EXERCISE
Where a line below holds the string "when", copy that line.

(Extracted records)
..........
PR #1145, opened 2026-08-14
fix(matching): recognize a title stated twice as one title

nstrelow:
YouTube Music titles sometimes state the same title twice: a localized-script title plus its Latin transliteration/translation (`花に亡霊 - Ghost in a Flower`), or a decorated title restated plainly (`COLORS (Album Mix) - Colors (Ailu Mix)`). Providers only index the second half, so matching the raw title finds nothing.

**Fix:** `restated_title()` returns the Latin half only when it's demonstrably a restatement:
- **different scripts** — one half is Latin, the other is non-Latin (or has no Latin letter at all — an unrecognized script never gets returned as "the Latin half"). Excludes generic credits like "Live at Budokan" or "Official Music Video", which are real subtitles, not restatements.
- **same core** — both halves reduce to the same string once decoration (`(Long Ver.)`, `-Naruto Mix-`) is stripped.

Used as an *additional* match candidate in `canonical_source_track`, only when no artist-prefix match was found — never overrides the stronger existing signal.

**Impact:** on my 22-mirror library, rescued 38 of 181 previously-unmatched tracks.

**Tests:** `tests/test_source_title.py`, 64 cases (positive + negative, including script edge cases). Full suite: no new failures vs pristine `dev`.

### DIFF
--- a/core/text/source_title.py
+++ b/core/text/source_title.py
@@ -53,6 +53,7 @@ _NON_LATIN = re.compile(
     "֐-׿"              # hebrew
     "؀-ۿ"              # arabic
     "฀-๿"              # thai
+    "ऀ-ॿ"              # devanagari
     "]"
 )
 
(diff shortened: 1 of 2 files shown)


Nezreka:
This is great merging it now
..........
WRITTEN ANSWER
**Fix:** `restated_title()` returns the Latin half only when it's demonstrably a restatement:
Used as an *additional* match candidate in `canonical_source_track`, only when no artist-prefix match was found — never overrides the stronger existing signal.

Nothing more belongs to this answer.